El panorama cinematográfico global se prepara para el estreno, de lo que debería haber sido la máxima expresión del arte técnico: «La Odisea». Tras el éxito de oppenheimer, Cristóbal Nolan ha obtenido un cheque en blanco de Fotos universales para liderar el proyecto más costoso de su carrera, con un presupuesto que supera los 250 millones de dólares. La controversia ha estallado al revelarse un reparto que los sectores más tradicionales califican como una ignorancia de la historia griega y un ejemplo de «reemplazo cultural«.
El foco de la indignación radica en una política de casting que ignora deliberadamente la raíz étnica y cultural del Mediterráneo antiguo. La confirmación de Zendayauna actriz de tez negra en el papel de la diosa Atenea ha sido señalada como un sacrificio hacia la imagen de la deidad protectora de Ítaca en favor de una estética «Generación Z» ajena al mito.

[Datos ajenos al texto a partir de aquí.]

PR #789, opened 2016-11-04
Use quotes for label[for=""] selecttor

anhskohbo:
Also fixed `Syntax error, unrecognized expression:` when call CMB2 in widget (ID key has contains `[`, `]` character)


jtsternberg:
thank you!

PR #821, opened 2016-12-14
Add support for default <input type="time">

RubenMartins:
Add support for <input type="time"> as default of browsers


tw2113:
My one concern with this one is that I think it could easily be solved by using the `attributes` arguments instead of creating a brand new field type to manage.

https://github.com/CMB2/CMB2/wiki/Field-Parameters#attributes

Due to that, I'm going to close this one unless someone can provide a strong enough argument for inclusion.

We appreciate the contributions and feedback.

Aún más divisivo es el persistente rumor sobre Lupita Nyong’o encarnando a Helena de Troya. La posibilidad de que una actriz africana represente al rostro descrito históricamente con una belleza europea de piel blanca y cabello rubioha provocado una reacción feroz. Figuras como Elon Musk ya han sentenciado que Nolan está perdiendo su «integridad» al rendirse ante lo que denomina el «el virus despertó».
La deconstrucción del héroe alcanza su punto más crítico con la participación de Página de Elliotquien interpretará al legendario Aquiles. En una maniobra que abandona la imagen del guerrero más grande de la antigüedad y que muchos consideran un ataque frontal a los arquetipos de virilidad y potencia guerrera, Nolan presenta a un Aquiles de solo 1,55 metros de estatura. Al elegir a un hombre trans de complexión pequeña para encarnar al guerrero más grande de la antigüedad, a producción justifica que busca representar una «sombra frágil» en lugar de un «monumento a la masculinidad»transformando la fuerza mítica en un símbolo de vulnerabilidad e introspección alineado con la agenda despertó de desmantelar la masculinidad tradicional.

Esta reinterpretación se apoya en la traducción de Emily Wilsonuna versión del texto de 2017 vilipendiada por los defensores de la tradición por «simplificar» y «feminizar» el lenguaje homérico. La degradación del tono épico es evidente en los diálogos modernos que ya circulan en los tráileres; el antagonista Antinoo (Robert Pattinson) se burla de Telémaco (Tom Holanda) con la frase: «Estás añorando a un papito (daddy) que ni siquiera conociste». Incluso el propio Odiseointerpretado por Matt Damonutiliza coloquialismos como «¡Vamos!» (Let’s go!)más propios de un campo de béisbol que de la Edad del Bronce.
Finalmente, la estética visual no escapa al escrutinio. A pesar del uso de locaciones reales en Marruecos, Sicilia y Escocialos expertos denuncian una «catástrofe estética» que mezcla armaduras que parecen salidas de «Robocop y Iron Man» con elementos medievales, alejándose del rigor histórico de la caída de Troya.

Lo que se promociona como un «espectáculo cerebral» es, para sus detractores, la confirmación de que ni siquiera los mitos más sagrados de la civilización están a salvo de la reescritura ideológica. Filmada íntegramente en IMAX 70mm —un hito técnico que promete una resolución equivalente a digitales de 18K—, la película pretende capturar la magnitud del Mediterráneo con una «pureza» que, sin embargo, se ve empañada por un guion que parece más preocupado por las agendas sociales que por la obra de Homero.